Henry’s talk described how cyber attacks and security breaches have become commonplace with explosion of data. More often than not, these breaches could have prevented or greatly reduced if these institutions would have followed prescribed security standards. As we move to the edge and go to 5G networks, there is going to be more distributed data and therefore protection is going to have to go out to the edge as well. Right now, we don’t really know how to do that, so things are going to get a lot worse.

Henry described the inherent risks involved as the growth of data as world continues to go mobile. Analysis project that the world will have 163 zettabytes of data by 2025, with Figure 1 showing the growing gap between data that should be protected and data left unprotected. This gap reflects an increasing industry need for security and privacy technologies, systems, and processes to address it.

Henry centered the rest of his talk around the data lifecycle and where the data goes.

As we move to Exascale in HPC environments, there’s going to be more value to data that requires security, so we’re going to have more and more problems. He cited a number of security certification and standards to mitigate risk including Security Algorithms, Trusted Life-Cycle, Crypto Modules, Security Functionality, and Security Data Disposal.
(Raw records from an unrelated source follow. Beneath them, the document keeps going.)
PR #381, opened 2025-06-26
FSPT-515 Invitations Table

srh-sloan:
## 🎫 Ticket
https://mhclgdigital.atlassian.net/browse/FSPT-515

## 📝 Description
We currently create users directly when grant team members are added and when users try to authenticate via magic links, but this could lead to a lot of bad data in the user table (users never logging in, incorrect email addresses, etc.)

This adds an 'Invitations' table to the database to act as a kind of provisional user table for Deliver Grant Funding users authenticating with SSO, with the invitation being 'claimed' when a user signs in for the first time and a User is created in the database, and also stop the magic links journey from creating users before a magic link has been accepted.

See "Additional notes" below for some more context.

No vis in this one

## 🧪 Testing
Difficult to test as this is a non-destructive change that mainly adds the new table and a couple of interfaces, but interfaces are tested with integration tests and other related tables should not currently be affected and behaviour should continue as normal. 

### Review Readiness

### Performance and security

### Testing
~- [ ] End-to-end tests have been updated (if applicable)~

## 📚 Additional Notes

This is the first of what we expect will be 3 PRs to cover this change:

1. Create the Invitation table and add relationships 👈  (this PR) 
2. Update the magic link functionality to not create users until they login ([very draft WIP PR](https://github.com/communitiesuk/funding-service/pull/425))
3. Update the SSO functionality to use invitations

Also adds a `last_logged_in_at_utc` column to the User table so that we can start to track when users log in (via sso or magic link), which is set when a user successfully logs in with `login(user)` by listening for the flask_login `user_logged_in` signal) rather than having to rely on whether a User's `name` field is populated in the database to indicate they've signed in with SSO.

One slight change to the ticket detail - the more we worked through the models the less sense it made for Magic Links to share this Invitation mechanism with SSO users, as magic links are already a kind of (very time limited) invitation, and syncing up a 15m expiry magic link with a 7 day expiry invitation would lead to lots of very frustrating and very avoidable edge cases. With magic links also being used for Access Grant Funding, they likely won't use the 'Invitation' functionality at all (at least for now when there's no invitation concept for Access Grant Funding), so instead we'll just wait to create the User until they've claimed the magic link and signed in - this migration preps for this change in flow.

### DIFF
--- a/app/common/data/interfaces/user.py
+++ b/app/common/data/interfaces/user.py
@@ -34,6 +34,11 @@ def get_user_by_azure_ad_subject_id(azure_ad_subject_id: str) -> User | None:
     return db.session.execute(select(User).where(User.azure_ad_subject_id == azure_ad_subject_id)).scalar_one_or_none()
 
 
+def set_user_last_logged_in_at_utc(user: User) -> User:
+    user.last_logged_in_at_utc = func.current_timestamp()
+    return user
+
+
 def upsert_user_by_email(
     email_address: str,
     *,
--- a/app/common/data/interfaces/user.py
+++ b/app/common/data/interfaces/user.py
@@ -187,3 +187,15 @@ def create_invitation(
     db.session.add(invitation)
     db.session.flush()
     return invitation
+
+
+def get_invitation(invitation_id: uuid.UUID) -> Invitation | None:
+    return db.session.get(Invitation, invitation_id)
+
+
+def claim_invitation(invitation: Invitation, user: User) -> Invitation:
+    invitation.claimed_at_utc = func.now()
+    invitation.user = user
+    db.session.add(invitation)
+    db.session.flush()
+    return invitation
--- a/app/common/data/interfaces/user.py
+++ b/app/common/data/interfaces/user.py
@@ -1,14 +1,16 @@
+import datetime
 import uuid
 from typing import cast
 
 from flask_login import current_user
-from sqlalchemy import and_
+from sqlalchemy import and_, func
 from sqlalchemy.dialects.postgresql import insert as postgresql_upsert
 from sqlalchemy.exc import IntegrityError
 from sqlalchemy.sql.expression import delete, select
 
 from app.common.data.interfaces.exceptions import InvalidUserRoleError
-from app.common.data.models_user import User, UserRole
+from app.common.data.models import Grant, Organisation
+from app.common.data.models_user import Invitation, User, UserRole
 from app.common.data.types import RoleEnum
 from app.extensions import db
 from app.types import NOT_PROVIDED, TNotProvided
@@ -167,3 +169,21 @@ def remove_all_roles_from_user(user: User) -> None:
     db.session.execute(statement)
     db.session.flush()
     db.session.expire(user)
+
+
+def create_invitation(
+    email: str,
+    organisation: Organisation | None = None,
+    grant: Grant | None = None,
+    role: RoleEnum | None = None,
+) -> Invitation:
+    invitation = Invitation(
+        email=email,
+        organisation_id=organisation.id if organisation else None,
+        grant_id=grant.id if grant else None,
+        role=role,
+        expires_at_utc=func.now() + datetime.timedelta(days=7),
+    )
+    db.session.add(invitation)
+    db.session.flush()
+    return invitation
--- a/app/common/data/models_user.py
+++ b/app/common/data/models_user.py
@@ -1,6 +1,9 @@
+import secrets
 import uuid
+from datetime import datetime
 from typing import TYPE_CHECKING
 
+from pytz import utc
 from sqlalchemy import CheckConstraint, ForeignKey, Index, UniqueConstraint
 from sqlalchemy import Enum as SqlEnum
 from sqlalchemy.orm import Mapped, mapped_column, relationship
@@ -9,7 +12,7 @@ from app.common.data.base import BaseModel, CIStr
 from app.common.data.types import RoleEnum
 
 if TYPE_CHECKING:
-    from app.common.data.models import Grant, MagicLink, Organisation, Submission
+    from app.common.data.models import Grant, Organisation, Submission
 
 
 class User(BaseModel):
@@ -20,8 +23,13 @@ class User(BaseModel):
     azure_ad_subject_id: Mapped[str] = mapped_column(nullable=True, unique=True)
 
     magic_links: Mapped[list["MagicLink"]] = relationship("MagicLink", back_populates="user")
+    invitations: Mapped[list["Invitation"]] = relationship(
+        "Invitation", back_populates="user", cascade="all, delete-orphan"
+    )
     roles: Mapped[list["UserRole"]] = relationship("UserRole", back_populates="user", cascade="all, delete-orphan")
     submissions: Mapped[list["Submission"]] = relationship("Submission", back_populates="created_by")
+
+    last_logged_in_at_utc: Mapped[datetime | None] = mapped_column(nullable=True)
 
     # START: Flask-Login attributes
     # These ideally might be provided by UserMixin, except that breaks our type hinting when using this class in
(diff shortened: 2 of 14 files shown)


app/common/data/interfaces/user.py
```diff
@@ -167,3 +168,33 @@ def remove_all_roles_from_user(user: User) -> None:
...
     db.session.flush()
     db.session.expire(user)
+
+
+def create_invitation(
+    email: str,
+    organisation_id: uuid.UUID | None = None,
+    grant_id: uuid.UUID | None = None,
+    role: RoleEnum | None = None,
+) -> Invitation:
```
samuelhwilliams, line 178: Do we think we'll have the actual organisation/grant objects here? If so, can we pass those in? By using the full objects we have a better chance of typechecking catching us getting the order wrong. We could also switch these to kwarg-only for extra protection.

app/common/data/models_user.py
```diff
@@ -20,9 +23,15 @@ class User(BaseModel):
...
 
     magic_links: Mapped[list["MagicLink"]] = relationship("MagicLink", back_populates="user")
+    invitations: Mapped[list["Invitation"]] = relationship(
+        "Invitation", back_populates="user", cascade="all, delete-orphan"
+    )
     roles: Mapped[list["UserRole"]] = relationship("UserRole", back_populates="user", cascade="all, delete-orphan")
     submissions: Mapped[list["Submission"]] = relationship("Submission", back_populates="created_by")
 
+    # TODO make this nullable=False once all users have a last_login_utc set
+    last_login_utc: Mapped[datetime | None] = mapped_column(nullable=True)
```
samuelhwilliams, line 33:
```suggestion
    last_logged_in_at: Mapped[datetime | None] = mapped_column(nullable=True)
```

optional nit: slight tweak to the column name here just to match the `ed` suffix (login vs logged_in, we have created_at elsewhere)

app/common/data/models_user.py
```diff
@@ -20,9 +23,15 @@ class User(BaseModel):
     azure_ad_subject_id: Mapped[str] = mapped_column(nullable=True, unique=True)
 
     magic_links: Mapped[list["MagicLink"]] = relationship("MagicLink", back_populates="user")
+    invitations: Mapped[list["Invitation"]] = relationship(
+        "Invitation", back_populates="user", cascade="all, delete-orphan"
+    )
     roles: Mapped[list["UserRole"]] = relationship("UserRole", back_populates="user", cascade="all, delete-orphan")
     submissions: Mapped[list["Submission"]] = relationship("Submission", back_populates="created_by")
 
+    # TODO make this nullable=False once all users have a last_login_utc set
```
samuelhwilliams, line 32: Do we just suck this up now and set it to func.now() for existing users as part of the migration? Feel free to ignore this if a future PR is already doing something, but feels like we could just take that rather than leave a bit of cleanup for later.

app/common/data/models_user.py
```diff
@@ -82,3 +91,54 @@ class UserRole(BaseModel):
...
+    expires_at_utc: Mapped[datetime]
+    claimed_at_utc: Mapped[datetime | None]
+
+    user: Mapped[User] = relationship("User", back_populates="magic_links")
+
+    __table_args__ = (Index(None, code, unique=True, postgresql_where="claimed_at_utc IS NOT NULL"),)
+
+    @property
+    def usable(self) -> bool:
+        return self.claimed_at_utc is None and self.expires_at_utc > datetime.now(utc).replace(tzinfo=None)
```
samuelhwilliams, line 113: this is maybe the one that could be a hybrid property 👀

tests/models.py
```diff
@@ -224,3 +224,37 @@ class Meta:
...
+            organisation=factory.SubFactory(_OrganisationFactory),
+        )
+        has_grant = factory.Trait(
+            grant_id=factory.LazyAttribute(lambda o: o.grant.id),
+            grant=factory.SubFactory(_GrantFactory),
+        )
+        is_claimed = factory.Trait(
+            claimed_at_utc=factory.LazyFunction(lambda: datetime.datetime.now()),
+            user=factory.SubFactory(_UserFactory),
+            user_id=factory.LazyAttribute(lambda o: o.user.id if o.user else None),
```
samuelhwilliams, line 259: These traits feel like really nice ways to encapsulate the logic and assist with setup - good idea 🙇

app/common/data/models_user.py
MarcUsher: Good point, I'll tweak to `last_logged_in_at_utc` so we've got the explicit UTC as well

app/common/data/models_user.py
samuelhwilliams: ok yep nice nice

app/common/data/models_user.py
MarcUsher: Just updating the thread for posterity - adding `onupdate` to the `last_logged_in_at_utc` column doesn't actually make sense, you don't want it to update on every random update to the User, and without explicitly passing it to our upserts or setting a `server_default` on the column (which is wrong and defeats the point) then it doesn't work nicely with postgres. Instead am switching to explicitly passing to our user creation upserts so that it will be set each time on login.

There will be a slight period until this whole ticket is complete where we create users with a `last_logged_in_at_utc` value before they've logged in - as it's only us logging in and adding dummy users this should be OK, and this behaviour will be updated very shortly with invitations for SSO users and magic links only creating a user when they claim the magic link.

MarcUsher: Updating for posterity again - the above was nonsense because it meant we were adding `last_logged_in_at_utc` on upserts before a user had technically logged in and with the possibility that they wouldn't be successfully logged in, which was just wrong.

Instead the latest commit switches this to use flask_login's `user_logged_in` signal, which is fired on a successful `login_user(user)`, to set this field for the user logging in.

tests/integration/common/data/interfaces/test_user.py
```diff
@@ -326,3 +335,40 @@ def test_remove_all_roles_from_user(self, db_session, factories) -> None:
...
+
+class TestInvitations:
+    @pytest.mark.freeze_time("2023-10-01 12:00:00")
+    def test_create_invitation(self, db_session, factories):
+        invitation = interfaces.user.create_invitation(email="test@email.com", role=RoleEnum.MEMBER)
+        invite_from_db = db_session.get(Invitation, invitation.id)
+        assert invite_from_db is not None
+        assert invite_from_db.email == "test@email.com"
+        assert invite_from_db.role == RoleEnum.MEMBER
+        assert invite_from_db.expires_at_utc == datetime.strptime("2023-10-08 12:00:00", "%Y-%m-%d %H:%M:%S")
```
samuelhwilliams, line 348:
```suggestion
        assert invite_from_db.expires_at_utc == datetime(2023, 10, 8, 12, 0, 0)
```

nit: not sure the extra parsing from a string is useful here

tests/integration/conftest.py
```diff
@@ -257,14 +257,15 @@ def _track_notification(*args, **kwargs):  # type: ignore
...
-    anonymous_client: FlaskClient, factories: _Factories, request: FixtureRequest
+    anonymous_client: FlaskClient, factories: _Factories, request: FixtureRequest, db_session: Session
 ) -> Generator[FlaskClient, None, None]:
     email_mark = request.node.get_closest_marker("authenticate_as")
     email = email_mark.args[0] if email_mark else "test@communities.gov.uk"
 
     user = factories.user.create(email=email)
 
     login_user(user)
+    db_session.commit()
```
samuelhwilliams, line 268: nit: A small comment on why we need this might be nice

tests/integration/deliver_grant_funding/test_routes.py
```diff
@@ -39,7 +39,7 @@ def test_list_grants_as_admin(
     for expected in expected_headers:
         assert expected in header_texts, f"Header '{expected}' not found in table"
     assert soup.h1.text == "Grants"
-    assert len(queries) == 3  # 1) select grant, 2) rollback, 3) savepoint
+    assert len(queries) == 3  # 1) select user, 2) select user_role, 3) select grants
```
samuelhwilliams, line 42: 🙇  ty

samuelhwilliams (approved):
Looks nice - a few nitty things, but I think the bones are good 👍

tests/models.py
```diff
@@ -224,3 +225,37 @@ class Meta:
...
+    id = factory.LazyFunction(uuid4)
+    email = factory.Faker("email")
+    user_id = None
+    user = None
+    organisation_id = None
+    organisation = None
+    grant_id = None
+    grant = None
+    role = None
+    expires_at_utc = factory.LazyFunction(lambda: datetime.datetime.now() + datetime.timedelta(days=7))
```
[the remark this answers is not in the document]
MarcUsher: Tried adding this and it blows up because `created_at_utc` is a field set on our base model but not a field explicitly created in the factory - so it's either a case of adding it as an explicit field just to base this one off, or we leave it as `datetime.datetime.now() + ...` - for now I've left as the latter as we're not explicitly bringing `created_at_utc` anywhere else in the factories and felt a little unnecessary to do that here unless we explicitly need it in some tests?

MarcUsher:
> Looks nice - a few nitty things, but I think the bones are good 👍

Thanks @samuelhwilliams - all good notes, have just pushed updates to the PR addressing the comments 🙏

Conclusions and Issue Going Forward:

  • Cyber attacks are an ever-increasing risk.
  • There are a number of existing standards out there for storage and cyber security and more are in the works.
  • Following standards is key to combatting future cyber attacks.
  • There is a growing threat vector from used drives, counterfeit drives and using devices from the gray market with uncertified firmware.
  • Secure erasure is difficult or impossible with SSD drives. Real Security requires a custodial approach throughout the device lifecycle.
  • There’s got to be a stronger level of storage security moving up the stack all the way through the system to follow NIST and ISO standards if we’re going to protect our ever-increasing stores of data.